贡布也确实被舒景淮的气势吓到,当年西域,他为凶獒之子,力大无穷,可徒手捏碎他人脑壳,战场上凭一把十斤铁钺,杀退天朝数千兵马,可谓沙场霸王,吼一声谁人不胆寒?谁人不畏惧?
若不是遇到虎湘王手下大将姜田玉,他岂能沦落到这般田地?
眼前的舒景淮,不比姜田玉高,也不比姜田玉壮,就连武器,都如剔牙棍般,但他的气势,却比姜田玉更加凶悍!
贡布心中没底,他没有兵器,脖子手掌上还有两枚血洞,徒手相搏,太过劣势,于是贡布转身,想要去拿落在地上的弯刀。
突然一只手抓住贡布的小腿,未等贡布低头去看,楚京墨已挥手而来,木指又刺穿贡布的脚踝。
若是刺手刺颈,贡布倒是不怕,但楚京墨太过狠毒,木指钻入,还要狠狠翻搅,差点割碎了贡布的韧带。
贡布虎啸一声,抓住楚京墨的手掌,将其甩上半空,在地上摔来砸去,看的舒景淮心中发毛,这厮也太过呆傻,刚被砸断肋骨,躺着装死不就好了?这一砸便是数十下,身子骨再硬朗的人,也不可能受的住!

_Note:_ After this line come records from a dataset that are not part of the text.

PR #451, opened 2019-06-20
lab 04 updated, first commit

Marchitect:
Fixes #448 

Review of colleague's PR #424 

#### Changes proposed in this PR:

- added function numeronyms() and corresponding test cases

PR #494, opened 2019-06-25
Implement numeronyms function and write test cases

### LINKED ISSUE #493: Lab 4 - Implement numeronyms function and write test cases

nicko-lee:
Fixes #493 

Review of colleague's PR #451  

Changes proposed in this PR:

* Add numeronym functionality (using variadic function)
* Add unit tests


04_numeronym/nickolee/numeronym_test.go
```diff
@@ -0,0 +1,76 @@
...
+		{name: "big string", input: "deoxyribonucleicacid", expected: "d18d"},
+		{name: "four char string", input: "food", expected: "f2d"},
+		{name: "empty string", input: "", expected: ""},
+		{name: "three char string", input: "sky", expected: "sky"},
+		{name: "two char string", input: "be", expected: "be"},
+		{name: "strings with non alphabets", input: "spider-man", expected: "s8n"},
+		{name: "starting upper case", input: "Batman", expected: "B4n"},
+		{name: "strings with emojis", input: "a👍👍z", expected: "a2z"},
+		{name: "strings with emojis", input: "👍👍👍", expected: "👍👍👍"},
+		{name: "unicode string with empty space", input: "👍👍👍$€₡ 👍", expected: "👍6👍"},
```
willshen8, line 61: Great to see so many test cases. Though as per wikipedia: "a numeronym is a word where a number is used to form an abbreviation" [https://en.wikipedia.org/wiki/Numeronym](url). So I believe your function needs to check whether the input is a word or not. As per wiki again, this word doesn't have to be in English, but can't be emojis. So I would change the implementation a bit.

04_numeronym/nickolee/numeronym_test.go
```diff
@@ -0,0 +1,76 @@
...
+
+	tests := []test{
+		{name: "big string", input: "deoxyribonucleicacid", expected: "d18d"},
+		{name: "four char string", input: "food", expected: "f2d"},
+		{name: "empty string", input: "", expected: ""},
+		{name: "three char string", input: "sky", expected: "sky"},
+		{name: "two char string", input: "be", expected: "be"},
+		{name: "strings with non alphabets", input: "spider-man", expected: "s8n"},
+		{name: "starting upper case", input: "Batman", expected: "B4n"},
+		{name: "strings with emojis", input: "a👍👍z", expected: "a2z"},
```
willshen8, line 59: Also consider whether special characters and maybe numbers should be considered, e.g. if we convert "123456789" into "179"? Numeronyms should technically convert a word into a three character string.

04_numeronym/nickolee/numeronym_test.go
```diff
@@ -0,0 +1,76 @@
...
+		{name: "strings with emojis", input: "👍👍👍", expected: "👍👍👍"},
+		{name: "unicode string with empty space", input: "👍👍👍$€₡ 👍", expected: "👍6👍"},
+	}
+
+	for _, testCase := range tests {
+		actual := numeronym(testCase.input)
+		fmt.Println(testCase.name, "expected: ", testCase.expected)
+		fmt.Println(testCase.name, "actual: ", actual)
```
willshen8: This is minor and no need to change if you don't feel like it, and you could print both onto the same line. And perhaps you don't need to know the expected result, if the test cases fail, it will print it to show you which one failed.

04_numeronym/nickolee/numeronym.go
```diff
@@ -0,0 +1,36 @@
...
+
+	firstChar := string(runes[0]) // casting a byte (one character) into a string
+	lastChar := string(runes[len(runes)-1])
+	middleChars := strconv.Itoa(len(runes) - 2)
+	return firstChar + middleChars + lastChar
+}
+
+func main() {
+	fmt.Fprintln(out, numeronyms("accessibility", "Kubernetes", "abc"))
+
```
willshen8: Remove empty line please.

04_numeronym/nickolee/numeronym.go
```diff
@@ -0,0 +1,36 @@
...
+	result := make([]string, len(vals))
+	for i, val := range vals {
+		result[i] = numeronym(val) // build results slice
+	}
+	return result
+}
+
+func numeronym(s string) string {
+	// convert string to slice of runes (Unicode int32) to avoid some kind of "protocol error"
+	runes := []rune(s)
```
willshen8, line 22: I am not sure what's happening here, the expected input is string, not runes. Perhaps I am missing something here.

04_numeronym/nickolee/numeronym_test.go
```diff
@@ -0,0 +1,76 @@
...
+		if actual != testCase.expected {
+			t.Fatalf("test case: %s failed. expected: %v, got: %v", testCase.name, testCase.expected, actual)
+		}
+	}
+}
```
willshen8, line 71: This is a suggestion only as some people say they don't like to use external test library. But I think you could essentially shorter the 3 lines of code into one `assert.Equal(t, test.expected, actual)` using test library `"github.com/stretchr/testify/assert"`.

willshen8 (dismissed):
Well done, just some minor adjustments and some considerations for the test cases. Might need to think about the implementations as per proper use of numeronyms.

04_numeronym/nickolee/numeronym.go
nicko-lee: Removed

04_numeronym/nickolee/numeronym_test.go
nicko-lee: Removed print statements

04_numeronym/nickolee/numeronym.go
nicko-lee: Without doing this - the code will not work as expected for Unicode characters for example emojis 😅😌😡😶🤤

04_numeronym/nickolee/numeronym_test.go
nicko-lee: ok added thanks for pointing out

anzboi (approved):
LGTM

舒景淮不能再等,他弯腰奔袭,挺枪而刺,贡布察觉危机,转身一拳扫去,舒景淮武功高超,枪尖巧妙地画了个圆圈,白凤亮银枪爬上贡布粗壮的手臂,直奔心脏而去。
贡布历战千百,自知舍取,他忍着枪尖划破皮肉的痛楚,将手臂抽出,趁舒景淮未追,他慌忙逃窜,捡起了地上那柄厚重弯刀。
舒景淮斜眼,瞧着半死不活的楚京墨,他仰躺在地,四肢摆出奇怪的姿态,看来楚京墨的骨头碎了不下百根。
贡布拿起弯刀,底气十足,但不敢贸然杀出,只是等待舒景淮下一步的动作。